For queries that do not match any CDs, our initial small scale experiments suggested that it is beneficial in some cases to construct a PSSM using possibly non-homologous segments of CDs. This can be done by increasing DELTA-BLAST’s domain inclusion E-value threshold (a user controlled parameter). This requires more thorough research that we plan to do in the future. Furthermore, if a query does not match any CDs, DELTA-BLAST defaults to PSI-BLAST.

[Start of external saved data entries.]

PR #677, opened 2025-06-09
@turnkey/core and @turnkey/react-wallet-kit 

amircheikh:
A full redesign / rewrite of Turnkey's client side Javascript and React packages.

## [`@turnkey/core`](https://www.npmjs.com/package/@turnkey/core)
A lightweight, framework-agnostic SDK for interacting with Turnkey’s API, replacing `@turnkey/sdk-browser`. It offers a single client with simple, one-line helper functions for authentication, wallet creation, signing, and session management — all working in both web and React Native. Compared to the old SDK, it’s cleaner, more flexible, supports multiple “stampers” for signing, and has better type safety, while removing browser-specific limitations.

## [`@turnkey/react-wallet-kit`](https://www.npmjs.com/package/@turnkey/react-wallet-kit)
A full-featured React wrapper around `@turnkey/core`, replacing `@turnkey/sdk-react`. It adds a provider-based architecture, hooks, and a ready-made modal UI system for login, wallet management, signing, and linking external wallets — all highly customizable in look and behavior. Compared to the old React SDK, it’s more opinionated, comes with built-in UI flows, handles state automatically, and offers much easier integration for common wallet-related tasks.

### DIFF
--- a/packages/core/src/__clients__/core.ts
+++ b/packages/core/src/__clients__/core.ts
@@ -248,7 +248,7 @@ export class TurnkeyClient {
       {
         errorMessage: "Failed to create passkey",
         errorCode: TurnkeyErrorCodes.CREATE_PASSKEY_ERROR,
-        customMessageByMessages: {
+        customErrorByMessages: {
           "timed out or was not allowed": {
             message: "Passkey creation was cancelled by the user.",
             code: TurnkeyErrorCodes.SELECT_PASSKEY_CANCELLED,
@@ -365,7 +365,7 @@ export class TurnkeyClient {
       {
         errorMessage: "Unable to log in with the provided passkey",
         errorCode: TurnkeyErrorCodes.PASSKEY_LOGIN_AUTH_ERROR,
-        customMessageByMessages: {
+        customErrorByMessages: {
           "timed out or was not allowed": {
             message: "Passkey login was cancelled by the user.",
             code: TurnkeyErrorCodes.SELECT_PASSKEY_CANCELLED,
@@ -981,7 +981,7 @@ export class TurnkeyClient {
           {
             errorMessage: "Failed to create stamped request for wallet login",
             errorCode: TurnkeyErrorCodes.WALLET_LOGIN_OR_SIGNUP_ERROR,
-            customMessageByMessages: {
+            customErrorByMessages: {
               "Failed to sign the message": {
                 message: "Wallet auth was cancelled by the user.",
                 code: TurnkeyErrorCodes.CONNECT_WALLET_CANCELLED,
@@ -1171,7 +1171,7 @@ export class TurnkeyClient {
       {
         errorMessage: "Failed to initialize OTP",
         errorCode: TurnkeyErrorCodes.INIT_OTP_ERROR,
-        customMessageByMessages: {
+        customErrorByMessages: {
           "Max number of OTPs have been initiated": {
             message:
               "Maximum number of OTPs has been reached for this contact.",
@@ -1241,7 +1241,7 @@ export class TurnkeyClient {
       {
         errorMessage: "Failed to verify OTP",
         errorCode: TurnkeyErrorCodes.VERIFY_OTP_ERROR,
-        customMessageByMessages: {
+        customErrorByMessages: {
           "Invalid OTP code": {
             message: "The provided OTP code is invalid.",
             code: TurnkeyErrorCodes.INVALID_OTP_CODE,
@@ -1537,7 +1537,7 @@ export class TurnkeyClient {
       oidcToken,
       publicKey,
       createSubOrgParams,
-      providerName = "OpenID Connect Provider" + Date.now(),
+      providerName = "OpenID Connect Provider" + " " + Date.now(),
       sessionKey = SessionKey.DefaultSessionkey,
       invalidateExisting = false,
     } = params;
@@ -1661,7 +1661,7 @@ export class TurnkeyClient {
       {
         errorMessage: "Failed to complete OAuth login",
         errorCode: TurnkeyErrorCodes.OAUTH_LOGIN_ERROR,
-        customMessageByMessages: {
+        customErrorByMessages: {
           "OAUTH disallowed": {
             message:
               "OAuth is disabled on the dashboard for this organization.",
@@ -3630,7 +3630,7 @@ export class TurnkeyClient {
       {
         errorMessage: "Failed to import wallet",
         errorCode: TurnkeyErrorCodes.IMPORT_WALLET_ERROR,
-        customMessageByMessages: {
+        customErrorByMessages: {
           "invalid mnemonic": {
             message: "Invalid mnemonic input",
             code: TurnkeyErrorCodes.BAD_REQUEST,
@@ -3710,7 +3710,7 @@ export class TurnkeyClient {
       {
         errorMessage: "Failed to import wallet",
         errorCode: TurnkeyErrorCodes.IMPORT_WALLET_ERROR,
-        customMessageByMessages: {
+        customErrorByMessages: {
           "invalid mnemonic": {
             message: "Invalid mnemonic input",
             code: TurnkeyErrorCodes.BAD_REQUEST,
--- a/packages/core/src/utils.ts
+++ b/packages/core/src/utils.ts
@@ -917,8 +917,8 @@ export async function getAuthProxyConfig(
  * @param errorOptions.catchFn Optional function to execute in the catch block
  * @param errorOptions.errorMessage The default error message to use if no custom message is found
  * @param errorOptions.errorCode The default error code to use if no custom message is found
- * @param errorOptions.customMessageByCodes Optional mapping of error codes to custom messages, if you're trying to target a specific error code and surface a custom message, use this
- * @param errorOptions.customMessageByMessages Optional mapping of error messages to custom messages, if you're trying to target a specific error message and surface a custom message, use this
+ * @param errorOptions.customErrorByCodes Optional mapping of error codes to custom messages, if you're trying to target a specific error code and surface a custom message, use this
+ * @param errorOptions.customErrorByMessages Optional mapping of error messages to custom messages, if you're trying to target a specific error message and surface a custom message, use this
  * @param finallyFn Optional function to execute in the finally block
  * @returns The result of the async function or throws an error
  */
@@ -928,10 +928,10 @@ export async function withTurnkeyErrorHandling<T>(
     catchFn?: () => Promise<void>;
     errorMessage: string;
     errorCode: TurnkeyErrorCodes;
-    customMessageByCodes?: Partial<
+    customErrorByCodes?: Partial<
       Record<TurnkeyErrorCodes, { message: string; code: TurnkeyErrorCodes }>
     >;
-    customMessageByMessages?: Record<
+    customErrorByMessages?: Record<
       string,
       { message: string; code: TurnkeyErrorCodes }
     >;
@@ -943,8 +943,8 @@ export async function withTurnkeyErrorHandling<T>(
   const {
     errorMessage,
     errorCode,
-    customMessageByCodes,
-    customMessageByMessages,
+    customErrorByCodes,
+    customErrorByMessages,
     catchFn,
   } = catchOptions;
   const finallyFn = finallyOptions?.finallyFn;
@@ -953,7 +953,7 @@ export async function withTurnkeyErrorHandling<T>(
   } catch (error) {
     await catchFn?.();
     if (error instanceof TurnkeyError) {
-      const customCodeMessage = customMessageByCodes?.[error.code!];
+      const customCodeMessage = customErrorByCodes?.[error.code!];
       if (customCodeMessage) {
         throw new TurnkeyError(
           customCodeMessage.message,
@@ -961,20 +961,20 @@ export async function withTurnkeyErrorHandling<T>(
           error,
         );
       }
-      throwMatchingMessage(error.message, customMessageByMessages, error);
+      throwMatchingMessage(error.message, customErrorByMessages, error);
 
       throw error;
     } else if (error instanceof TurnkeyRequestError) {
-      throwMatchingMessage(error.message, customMessageByMessages, error);
+      throwMatchingMessage(error.message, customErrorByMessages, error);
 
       throw new TurnkeyError(errorMessage, errorCode, error);
     } else if (error instanceof Error) {
-      throwMatchingMessage(error.message, customMessageByMessages, error);
+      throwMatchingMessage(error.message, customErrorByMessages, error);
 
       // Wrap other errors in a TurnkeyError
       throw new TurnkeyError(errorMessage, errorCode, error);
     } else {
-      throwMatchingMessage(String(error), customMessageByMessages, error);
+      throwMatchingMessage(String(error), customErrorByMessages, error);
       // Handle non-Error exceptions
       throw new TurnkeyError(String(error), errorCode, error);
     }
@@ -988,25 +988,22 @@ export async function withTurnkeyErrorHandling<T>(
  * If no match is found, it does nothing.
  *
  * @param errorMessage The error message to check against the custom messages.
- * @param customMessageByMessages An object mapping error messages to custom messages and codes.
+ * @param customErrorByMessages An object mapping error messages to custom messages and codes.
  * @param error The original error that triggered this function.
  */
 const throwMatchingMessage = (
   errorMessage: string,
-  customMessageByMessages:
+  customErrorByMessages:
     | Record<string, { message: string; code: TurnkeyErrorCodes }>
     | undefined,
   error: any,
 ) => {
-  if (
-    customMessageByMessages &&
-    Object.keys(customMessageByMessages).length > 0
-  ) {
-    Object.keys(customMessageByMessages).forEach((key) => {
+  if (customErrorByMessages && Object.keys(customErrorByMessages).length > 0) {
+    Object.keys(customErrorByMessages).forEach((key) => {
       if (errorMessage.includes(key)) {
         throw new TurnkeyError(
-          customMessageByMessages[key]!.message,
-          customMessageByMessages[key]!.code,
+          customErrorByMessages[key]!.message,
+          customErrorByMessages[key]!.code,
           error,
         );
       }
--- a/packages/core/src/__tests__/utils-test.ts
+++ b/packages/core/src/__tests__/utils-test.ts
@@ -572,7 +572,7 @@ describe("withTurnkeyErrorHandling", () => {
         {
           errorMessage: DEFAULT_MSG,
           errorCode: DEFAULT_CODE,
-          customMessageByMessages: {
+          customErrorByMessages: {
             ECONNREFUSED: {
               message: "Database unavailable",
               code: TurnkeyErrorCodes.INVALID_REQUEST,
@@ -612,13 +612,13 @@ describe("withTurnkeyErrorHandling", () => {
         withTurnkeyErrorHandling(failWith(original), {
           errorMessage: DEFAULT_MSG,
           errorCode: DEFAULT_CODE,
-          customMessageByCodes: {
+          customErrorByCodes: {
             [DEFAULT_CODE]: {
               message: "override via code",
               code: DEFAULT_CODE,
             },
           },
-          customMessageByMessages: {
+          customErrorByMessages: {
             original: { message: "message-map-hit", code: DEFAULT_CODE },
           },
         }),
@@ -640,8 +640,8 @@ describe("withTurnkeyErrorHandling", () => {
         withTurnkeyErrorHandling(failWith(original), {
           errorMessage: DEFAULT_MSG,
           errorCode: DEFAULT_CODE,
-          // no customMessageByCodes hit
-          customMessageByMessages: {
+          // no customErrorByCodes hit
+          customErrorByMessages: {
             specific: { message: "mapped by message", code: DEFAULT_CODE },
           },
         }),
@@ -681,7 +681,7 @@ describe("withTurnkeyErrorHandling", () => {
         withTurnkeyErrorHandling(failWith(reqErr), {
           errorMessage: DEFAULT_MSG,
           errorCode: DEFAULT_CODE,
-          customMessageByMessages: {
+          customErrorByMessages: {
             expired: {
               message: "Session expired, please re-auth",
               code: DEFAULT_CODE,
@@ -756,7 +756,7 @@ describe("withTurnkeyErrorHandling", () => {
         withTurnkeyErrorHandling(failWith(err), {
           errorMessage: DEFAULT_MSG,
           errorCode: DEFAULT_CODE,
-          customMessageByMessages: {
+          customErrorByMessages: {
             "connection refused": {
               message: "Database unavailable",
               code: DEFAULT_CODE,
@@ -794,7 +794,7 @@ describe("withTurnkeyErrorHandling", () => {
         withTurnkeyErrorHandling(failWith("timeout while fetching"), {
           errorMessage: DEFAULT_MSG,
           errorCode: DEFAULT_CODE,
-          customMessageByMessages: {
+          customErrorByMessages: {
             timeout: { message: "Network timeout", code: DEFAULT_CODE },
           },
         }),


andrewkmin (commented):
quick round of comments, non urgent. will dig into the provider code separately

packages/react-wallet-kit/src/components/export/Export.tsx
```diff
@@ -0,0 +1,149 @@
...
+  } & DefaultParams,
+) {
+  const { exportType, targetPublicKey, stampWith, walletId } = params;
+  const { config } = useTurnkey();
+
+  const [exportIframeVisible, setExportIframeVisible] = useState(false);
+
+  const { closeModal, isMobile } = useModal();
+
+  const apiBaseUrl = config?.apiBaseUrl ?? "http://localhost:8081/";
```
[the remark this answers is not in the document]
ethankonk: No longer need this since we now default to the prod api endpoint url so removing! Great catch!

packages/core/src/__stampers__/api/mobile/stamper.ts
```diff
@@ -0,0 +1,78 @@
...
+    return await Keychain.getAllGenericPasswordServices();
+  }
+
+  async clearKeyPairs(): Promise<void> {
+    const keys = await this.listKeyPairs();
+    for (const key of keys) {
+      await this.deleteKeyPair(key);
+    }
+  }
+  async createKeyPair(externalKeyPair?: {
```
andrewkmin, line 27: tiny nit: let's add a new line above this for consistency

packages/core/src/__stampers__/api/web/stamper.ts
```diff
@@ -0,0 +1,218 @@
...
+  stringToBase64urlString,
+  pointEncode,
+} from "@turnkey/encoding";
+import type { TStamp, ApiKeyStamperBase } from "@types";
+
+const DB_NAME = "TurnkeyStamperDB";
+const DB_STORE = "KeyStore";
+const stampHeaderName = "X-Stamp";
+
+function convertEcdsaIeee1363ToDer(ieee: Uint8Array): Uint8Array {
```
andrewkmin, line 12: feels like these two utility methods belong elsewhere (and also get unit tested)

packages/core/src/__stampers__/api/web/stamper.ts
```diff
@@ -0,0 +1,218 @@
...
+      const extractable = (externalKeyPair.privateKey as any).extractable;
+      if (extractable !== false) {
+        throw new Error("Provided privateKey must be non-extractable.");
+      }
+      privateKey = externalKeyPair.privateKey;
+      publicKey = externalKeyPair.publicKey;
+    } else {
+      const keyPair = await crypto.subtle.generateKey(
+        { name: "ECDSA", namedCurve: "P-256" },
+        false,
```
andrewkmin, line 146: might be useful here (for confidence) to add a comment that this is what's taking care of the non-extractable behavior

packages/core/src/__stampers__/api/web/stamper.ts
```diff
@@ -0,0 +1,218 @@
...
+
+  private async storeKeyPair(
+    publicKeyHex: string,
+    privateKey: CryptoKey,
+  ): Promise<void> {
+    const db = await this.openDb();
+    return new Promise((resolve, reject) => {
+      const tx = db.transaction(DB_STORE, "readwrite");
+      const store = tx.objectStore(DB_STORE);
+      store.put(privateKey, publicKeyHex);
```
andrewkmin, line 89: TIL: indexed db `put` does item, _then_ key!

packages/core/src/__stampers__/passkey/base.ts
```diff
@@ -0,0 +1,165 @@
...
+        }
+
+        this.stamper = new PasskeyStamper({
+          ...this.config,
+          rpId: this.config.rpId!,
+          allowCredentials: this.config.allowCredentials?.map((cred) => ({
+            id: uint8ArrayToHexString(cred.id as Uint8Array),
+            type: cred.type,
+            transports: cred.transports,
+          })) as any,
```
andrewkmin, line 53: nonblocking: feels like we have enough information to define this type

packages/core/src/__stampers__/passkey/base.ts
```diff
@@ -0,0 +1,165 @@
...
+            "preferred",
+        },
+      },
+    };
+
+    const attestation = await getWebAuthnAttestation(webauthnConfig);
+
+    return {
+      encodedChallenge: config.publicKey?.challenge
+        ? base64StringToBase64UrlEncodedString(config.publicKey?.challenge)
```
andrewkmin, line 134: feel like if we're in this clause then we would expect `config.publicKey?` to be defined? so 

```suggestion
        ? base64StringToBase64UrlEncodedString(config.publicKey!.challenge)
```

packages/core/src/__stampers__/passkey/base.ts
```diff
@@ -0,0 +1,165 @@
...
+        : encodedChallenge,
+      attestation,
+    };
+  };
+
+  createReactNativePasskey = async (
+    config: Record<any, any> = {},
```
andrewkmin, line 141: nonblocking: I think we should define these optional parameter types sometime soon

packages/core/src/__stampers__/passkey/base.ts
```diff
@@ -0,0 +1,165 @@
...
+      rp: {
+        id: this.config.rpId!,
+        name: this.config.rpName ?? "Turnkey",
+      },
+      user: {
+        id: uuidv4(),
+        name,
+        displayName,
+      },
+      authenticatorName: "End-User Passkey",
```
andrewkmin, line 162: this should be configurable

packages/core/src/__stampers__/api/mobile/stamper.ts
```diff
@@ -0,0 +1,78 @@
...
+}
+
+export class ReactNativeKeychainStamper implements ApiKeyStamperBase {
+  async listKeyPairs(): Promise<string[]> {
+    return await Keychain.getAllGenericPasswordServices();
+  }
+
+  async clearKeyPairs(): Promise<void> {
+    const keys = await this.listKeyPairs();
+    for (const key of keys) {
```
andrewkmin, line 23: tiny style nit: in a similar scenario, `clearAllSessions`, `Promise.all()` is used. any preference on approach?

packages/core/src/__storage__/mobile/storage.ts
```diff
@@ -0,0 +1,103 @@
...
+  }
+
+  async clearSession(sessionKey: string): Promise<void> {
+    await this.removeStorageValue(sessionKey);
+
+    const keys = await this.listSessionKeys();
+    const updated = keys.filter((k) => k !== sessionKey);
+    await this.setStorageValue(MobileStorageManager.ALL_SESSION_KEYS, updated);
+
+    const active = await this.getActiveSessionKey();
```
andrewkmin, line 91: could we foresee any use for being able to clear a non-active, but existing, session key? (assuming it's possible to end up in that state. if not, ignore)

packages/core/src/__types__/base.ts
```diff
@@ -0,0 +1,528 @@
...
+  withSecurityKey?: boolean;
+
+  // Option to force platform passkeys on native platforms
+  withPlatformKey?: boolean;
+
+  // Optional extensions. Defaults to empty.
+  extensions?: Record<string, unknown>;
+};
+
+export type TWalletManagerConfig = {
```
andrewkmin, line 372: I see that some types are `T`-prefixed, others aren't. let's be consistent — I personally think we could move away from the prefix, but this isn't a strongly held opinion. wdyt?

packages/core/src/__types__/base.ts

Was the testing described in the study done on the sequences that mostly followed the former scenario? If so, why? Is a random subset of sequences from protein database dominated by sequences that are already assigned to CD?

Authors’ response

Yes, the testing was done with a set with majority of sequences having an assigned CD. Large-scale experiments that involve different types of proteins require a benchmark set with known homologies. Unfortunately, such a set will often include known proteins and many known proteins are already assigned to a CD. Currently, about 78% of sequences in the NR database match at least one CD with the E-value below 0.01.

The performance was tested on a relatively small set of queries and relatively small database, and it is possible that both are indeed strongly enriched by sequences with known domain composition. Have there been any tests that mimic other common use cases, e.g., the set of queries is a complete list of proteins encoded by newly sequenced genomes, or the database is NR or all proteins encoded by genomes in GenBank Genome division? Would the gain in sensitivity by DELTA-BLAST be the same?

Authors’ response

We performed the experiments presented in the manuscript on a gold standard benchmark set with known homologies, so that search accuracy could be compared with results presented in other publications. To mimic other common uses we looked at the second iteration PSI-BLAST searches submitted through the NCBI BLAST web page between February 6 and February 13, 2012. Out of 1064 unique sequences submitted during this time 73% matched at least one CD. We also selected four recently sequenced genomes from diverse taxonomic nodes: Archaea ( http://www.ncbi.nlm.nih.gov/genome/11226 ), Bacteria ( http://www.ncbi.nlm.nih.gov/genome/12533 ), Eukaryota ( http://www.ncbi.nlm.nih.gov/genome/11437 ), and Virus ( http://www.ncbi.nlm.nih.gov/genome/12485 ), and computed the fraction of protein sequences that match at least one CD with E-value below 0.05 (default threshold for DELTA-BLAST). 67% of the 2835 protein sequences in the archaeal genome match a CD. For the bacterial genome, 78% of the 3881 sequences align to a CD. 85% out of the 4434 sequences in the eukaryotic genome and 36% of the 105 sequences in the virus genome match at least one CD. We expect that DELTA-BLAST would provide improved sensitivity for the above sets of sequences, although the gain would probably be smaller than for our benchmark set.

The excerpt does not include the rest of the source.